Researchers in the alliance are working at a speed and level of openness they compare to a wartime effort. And while they hope their collaboration could shave years off the time it takes to discover an antiviral, they stress that none of their work is likely to reach the clinic in time to address this pandemic.
“That’s a tall order for us to be able to impact short term,” says Jay Bradner, president of the Novartis Institutes for BioMedical Research (NIBR). But given the global death toll and the disruption pervading daily life, the companies say they are committed to continuing the initiative beyond the current crisis. “While it may not help the COVID-19 pandemic, we feel responsible to deliver a bespoke coronavirus therapy,” Bradner says.
The effort began with a phone call in mid-March between five R&D leaders, including Bradner and Andrew Plump, president of R&D at Takeda. All had been dealing with the ramifications of the coronavirus outbreak at their companies’ sites in China, and the depth of its effect on the US and Europe was starting to become clear. Cases of COVID-19, the respiratory illness caused by the novel coronavirus, were growing exponentially.
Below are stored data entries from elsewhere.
PR #629, opened 2026-01-07
Fix Elasticsearch Lexical Error in SearchCondition

botzkobg:
The elasticsearch adapter converts `SearchCondition` to `query_string` filter. This can be used for very powerful searches but is also very fragile. If the search functionality is presented to a user that doesn't know the search syntax and structure or is not aware that elasticsearch database is used this could lead to errors.

This PR switches from  `query_string` to `multi_match`. This will remove the powerful search provided by `query_string` but will also remove all errors that will be produced by the simple user. It also should most closely match the search functionality to all other adapters that doesn't have the same capabilities like the elasticsearch `query_string` filter.

[Specific characters](https://www.elastic.co/docs/reference/query-languages/query-dsl/query-dsl-query-string-query#_reserved_characters) used by `query_string`
[Warning](https://www.elastic.co/docs/reference/query-languages/query-dsl/query-dsl-query-string-query) to use `match` instead of `query_string` if the extra functionality is not required]
`multi_match` [docs](https://www.elastic.co/docs/reference/query-languages/query-dsl/query-dsl-multi-match-query)

### DIFF
--- a/packages/seal-elasticsearch-adapter/src/ElasticsearchSearcher.php
+++ b/packages/seal-elasticsearch-adapter/src/ElasticsearchSearcher.php
@@ -243,7 +243,7 @@ final class ElasticsearchSearcher implements SearcherInterface
         foreach ($filters as $filter) {
             match (true) {
                 $filter instanceof Condition\IdentifierCondition => $filterQueries[]['ids']['values'][] = $filter->identifier, // @phpstan-ignore-line offsetAccess.nonOffsetAccessible
-                $filter instanceof Condition\SearchCondition => $filterQueries[]['multi_match']['query'] = $filter->query, // @phpstan-ignore-line offsetAccess.nonOffsetAccessible
+                $filter instanceof Condition\SearchCondition => $filterQueries[]['bool']['must']['multi_match']['query'] = $filter->query, // @phpstan-ignore-line offsetAccess.nonOffsetAccessible
                 $filter instanceof Condition\EqualCondition => $filterQueries[]['term'][$this->getFilterField($index, $filter->field)]['value'] = $filter->value, // @phpstan-ignore-line offsetAccess.nonOffsetAccessible
                 $filter instanceof Condition\NotEqualCondition => $filterQueries[]['bool']['must_not']['term'][$this->getFilterField($index, $filter->field)]['value'] = $filter->value, // @phpstan-ignore-line offsetAccess.nonOffsetAccessible
                 $filter instanceof Condition\GreaterThanCondition => $filterQueries[]['range'][$this->getFilterField($index, $filter->field)]['gt'] = $filter->value, // @phpstan-ignore-line offsetAccess.nonOffsetAccessible
--- a/packages/seal-elasticsearch-adapter/src/ElasticsearchSearcher.php
+++ b/packages/seal-elasticsearch-adapter/src/ElasticsearchSearcher.php
@@ -243,7 +243,7 @@ final class ElasticsearchSearcher implements SearcherInterface
         foreach ($filters as $filter) {
             match (true) {
                 $filter instanceof Condition\IdentifierCondition => $filterQueries[]['ids']['values'][] = $filter->identifier, // @phpstan-ignore-line offsetAccess.nonOffsetAccessible
-                $filter instanceof Condition\SearchCondition => $filterQueries[]['bool']['must']['query_string']['query'] = $filter->query, // @phpstan-ignore-line offsetAccess.nonOffsetAccessible
+                $filter instanceof Condition\SearchCondition => $filterQueries[]['multi_match']['query'] = $filter->query, // @phpstan-ignore-line offsetAccess.nonOffsetAccessible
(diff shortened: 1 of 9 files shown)


botzkobg:
All failing tests because of my changes are fixed now. The tests that still fail are the once that were failing before my changes.

alexander-schranz:
Thx for work on this. I need to deep read the elasticsearch docs, but first few you are right that `query_string` is not the expected behaviour here. Not happy with the tests, need to have a look at it and let you know.

But if I remember correctly this should also be fixed on Opensearch then?

botzkobg:
Hi @alexander-schranz 

I have fixed the Opensearch too, so it also uses `multi_match`. When you have a time to go over the PR let me know what you don't like about the tests and I will work on that. Thank you.

Kind regards.
@botzkobg

packages/seal-memory-adapter/src/MemorySearcher.php
```diff
@@ -164,7 +164,8 @@ private function filterDocuments(Index $index, array $documents, object $filter,
                 $searchableDocument = $this->getSearchableDocument($index->fields, $document);
 
                 $text = \json_encode($searchableDocument, \JSON_THROW_ON_ERROR);
-                $terms = \explode(' ', $filter->query);
+                $query = preg_replace('#(/|"|\\\\)#', '\\\\$0', $filter->query);
```
alexander-schranz: Would like to avoid the regex here and go with something like:


```suggestion
                $query = \trim(\json_encode($filter->query, \JSON_THROW_ON_ERROR)), '"');
```

would that work?

alexander-schranz (changes requested):
Still need check the other parts of my previous comments. https://github.com/PHP-CMSIG/search/pull/629#issuecomment-3723457958

Can no yet give you a time if I will able todo it this week or not.

packages/seal-memory-adapter/src/MemorySearcher.php
botzkobg: The point here is to escape `/`, `"` and `\`, because they will be escaped in the JSON string representing the document. For example `He said "Go" and made an arrow (/\) from sticks` converted to JSON will be `"He said \"Go\" and made an arrow (\/\\) from sticks"`. The suggested change is not correct because it doesn't escape the special characters. I can replace the `preg_replace()` with `str_replace()`

```
$query = str_replace(['\\', '/', '"'], ['\\\\', '\/', '\"'], $filter->query);
```

This will be much easier to read and understand.

Let me know what do you think about that.

alexander-schranz: but json_encode would handle all special character and so we not require handling all special characters our selves.

botzkobg: Ahh you are correct. I missed the `json_encode()` inside the `trim()` 🤦‍♂️

packages/seal-elasticsearch-adapter/src/ElasticsearchSearcher.php
```diff
@@ -243,7 +243,7 @@ private function recursiveResolveFilterConditions(Index $index, array $filters,
         foreach ($filters as $filter) {
             match (true) {
                 $filter instanceof Condition\IdentifierCondition => $filterQueries[]['ids']['values'][] = $filter->identifier, // @phpstan-ignore-line offsetAccess.nonOffsetAccessible
-                $filter instanceof Condition\SearchCondition => $filterQueries[]['bool']['must']['query_string']['query'] = $filter->query, // @phpstan-ignore-line offsetAccess.nonOffsetAccessible
+                $filter instanceof Condition\SearchCondition => $filterQueries[]['multi_match']['query'] = $filter->query, // @phpstan-ignore-line offsetAccess.nonOffsetAccessible
```
alexander-schranz: Why not part of the bool anymore?

```php
$filterQueries[]['bool']['must']['multi_match']['query']
```

did that make any unexpected problems?

botzkobg: I didn't think to leave it under `bool.must`. I just made some tests and there doesn't seem to be a problems, so I will move it there.

alexander-schranz:
@botzkobg thank you for your effort and fixing this 💪  . I will take a look at the tests when I have more time, currently happy to merge this to get the bug fixed.

If you have some time I'm always curious how people are using Search Engines and/or SEAL so if you got some minutes leave a comment in following discussions:

 - https://github.com/PHP-CMSIG/search/discussions/416
 - https://github.com/PHP-CMSIG/search/discussions/457

botzkobg:
@alexander-schranz , I'm sorry to bother you  but do you have any idea when you will release a version with this fix?

alexander-schranz:
Was hoping that we could get https://github.com/PHP-CMSIG/search/pull/632 also in it but looks like nothing goes forwarded there will do a release a soon as possible for me.

alexander-schranz:
Release in 0.12.7 Thank you!

PR #632, opened 2026-01-10
Add support for Symfony 8 for Symfony and Yii Integration

baldurrensch:


alexander-schranz:
Thx for the pull request this also requires to update the `.examples/symfony` to allow there also Symfony 8 (we keep the old version as it is also used for tests so normally no other changes as the composer.json/lock is required).

Also we need to check where else Symfony components are used. Think Yii and Spiral Integration also supports Symfony 8 already and could be updated.

PR #644, opened 2026-01-31
Fix type casting for --bulk-size option in Symfony command

### LINKED ISSUE #643: cmsig:seal:reindex --bulk-size causes type casting error in symfony bundle
When running the `cmsig:seal:reindex` command with the `--bulk-size` option, the command fails with a type casting error.

**Steps to Reproduce**
1. Run the command:
   bin/console cmsig:seal:reindex --bulk-size=100
   -> Fails with a casting/type error

**Expected Behavior**
The `--bulk-size` option should be parsed as an integer.

**Actual Behavior**
The command throws a type casting error as soon as `--bulk-size` is provided.

**Environment**
- Symfony: 7.x
- PHP: 8.x

**Possible Cause**
It appears the `--bulk-size` option is being passed as a string instead of being cast to an int before being used.

**Example fix:**
$bulkSize = (int) $input->getOption('bulk-size');

mario-fehr:
Fixes #643


mario-fehr:
@alexander-schranz can you give me a hint about the pipeline erros?

alexander-schranz:
Can be ignored. PhPstan is a bug in Symfony. Spiral is a little bit flacky currently.

alexander-schranz:
@mario-fehr Thank you!

PR #648, opened 2026-02-11
Add refresh flag when return_slow_promise_result is enabled.

### LINKED ISSUE #645: ElasticsearchIndexer::bulk missing refresh support when `return_slow_promise_result` is enabled
### Problem

In the Elasticsearch adapter, `ElasticsearchIndexer::save()` and `ElasticsearchIndexer::delete()` support the `return_slow_promise_result` option by setting the Elasticsearch `refresh` parameter. This ensures that documents are immediately visible (or removed) in subsequent `/_search` calls, which is especially useful for PHPUnit / functional tests.

However, `ElasticsearchIndexer::bulk()` currently does NOT support any refresh behavior at all. There is no way to make bulk-indexed or bulk-deleted documents immediately searchable when `return_slow_promise_result` is enabled.

This makes `bulk()` inconsistent with `save()` / `delete()` and hard to use in test environments.

### Expected

When `return_slow_promise_result` is enabled, `bulk()` should pass a `refresh` parameter to Elasticsearch (similar to `save()` / `delete()`), so that:

- Bulk-indexed documents are immediately available via `/_search`
- Bulk-deleted documents are immediately removed from search results
- `bulk()` can be reliably used in PHPUnit / functional tests

### Proposed change

Add refresh handling to `bulk()` when `return_slow_promise_result` is enabled, similar to `save()` / `delete()`.

Example:

```
$params = [
'body' => [],
'refresh' => ($options['return_slow_promise_result'] ?? false) ? 'wait_for' : 'false',
];
```
`wait_for` is good enough for phpUnit tests and not so costly as `true`

### Additional Context

Happy to open a PR with the minimal change.

mario-fehr:
Fixes #645

### DIFF
--- a/packages/seal-elasticsearch-adapter/src/ElasticsearchIndexer.php
+++ b/packages/seal-elasticsearch-adapter/src/ElasticsearchIndexer.php
@@ -100,7 +100,11 @@ final class ElasticsearchIndexer implements IndexerInterface
 
         $batchIndexingResponses = [];
         foreach (BulkHelper::splitBulk($saveDocuments, $bulkSize) as $bulkSaveDocuments) {
-            $params = ['body' => []];
+            $params = [
+                'body' => [],
+                // TODO refresh should be refactored with async tasks
+                'refresh' => ($options['return_slow_promise_result'] ?? false) ? 'true' : 'false', // update document immediately, so it is available in the `/_search` api directly
+            ];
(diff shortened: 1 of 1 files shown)


alexander-schranz (approved):

alexander-schranz:
@mario-fehr thank you!

PR #649, opened 2026-02-12
Add support for Elasticsearch via SSL Proxy

### LINKED ISSUE #638: Support Elasticsearch via SSL Proxy
My Elasticsearch Host ist behind a SSL-Proxy like https://my-es.my-domain.com:443/ with authentication active.

If i set SEAL_DSN=elasticsearch://user:password@my-es.my-domain.com:443 i get "no alive nodes found".
If i prefix the host with "https://" in ClientBuilder.php it works.

So there should be a way to define if the host needs that https prefix.
Very basic check should be if the port is 443, but it would be even better to manually force that behavior.

mario-fehr:
Fix #638

### DIFF
--- a/packages/seal-elasticsearch-adapter/src/ElasticsearchAdapterFactory.php
+++ b/packages/seal-elasticsearch-adapter/src/ElasticsearchAdapterFactory.php
@@ -45,6 +45,7 @@ class ElasticsearchAdapterFactory implements AdapterFactoryInterface
      *     port?: int,
      *     user?: string,
      *     pass?: string,
+     *     query: array<string, string>,
      * } $dsn
      */
     public function createClient(array $dsn): Client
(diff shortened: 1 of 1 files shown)


packages/seal-elasticsearch-adapter/src/ElasticsearchAdapterFactory.php
```diff
@@ -45,6 +45,7 @@ public function createAdapter(array $dsn): AdapterInterface
      *     port?: int,
      *     user?: string,
      *     pass?: string,
+     *     query: array<string, string>,
```
alexander-schranz:
```suggestion
     *    query: array<string, string|string[]>,
```

packages/seal-elasticsearch-adapter/src/ElasticsearchAdapterFactory.php
```diff
@@ -59,8 +60,12 @@ public function createClient(array $dsn): Client
             return $client;
         }
 
+        $useTls = ($dsn['query']['tls'] ?? false) === true;
```
alexander-schranz: Query can be also assocative array so we need check that, and validate it:

```suggestion
        $tlsQuery = $dsn['query']['tls'] ?? 'false';
        \assert(\is_string($tlsQuery), 'The "tls" query param must be a string.');
        $useTols = \filter_var($tlsQuery, \FILTER_VALIDATE_BOOL, \FILTER_REQUIRE_SCALAR);
```

alexander-schranz (changes requested):
Small change request to best consistent with query being `array<string, string|string[]>` in our case.

alexander-schranz (approved):

alexander-schranz:
@mario-fehr thx, for the OpensearchAdapterFactory it should be the same if you want to tackle that also.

“The reality is that while we’re competitors, we’re also long-standing colleagues in this industry, and many of us are close friends,” Plump says. “We all started to say, ‘Listen, let’s just get on the phone and figure out how we can help each other.’ ”
The gatherings began as a way to “talk through these playbooks we were initially writing on the fly,” Bradner recalls. The early conversations were logistical, largely focused on matters like when to institute work from home and how to sustain vital research amid shutdowns. “Along the way, these dialogues became intensely scientific,” Bradner says. “R&D leaders started mapping out what it would look like to organize around repurposing science.”
The group grew and combined with a loose assembly of venture capital executives. Calling itself COVID R&D, the larger group had a broad mandate: vaccines, antibody treatments, drug repurposing, and novel antivirals.
“We kind of signed a pact in blood that we weren’t going to make this bureaucratic,” Plump says. Who discovered what was less important than the “need to come together and make things happen,” he adds.
Out of COVID R&D emerged a smaller team that Steve Hitchcock, Takeda’s head of research, describes as “like-minded research organizations” working together on antiviral discovery. It includes Novartis, which is focused on antivirals that target SARS-CoV-2’s main protease; Takeda, which is working on antivirals against several targets, is sharing a library of protease inhibitors plus structural and computational biology expertise; Gilead, which is exploring RNA polymerase inhibitors; WuXi, which is providing assays and chemistry; and Schrödinger, which is providing computational screens of target proteins as well as a data-sharing platform.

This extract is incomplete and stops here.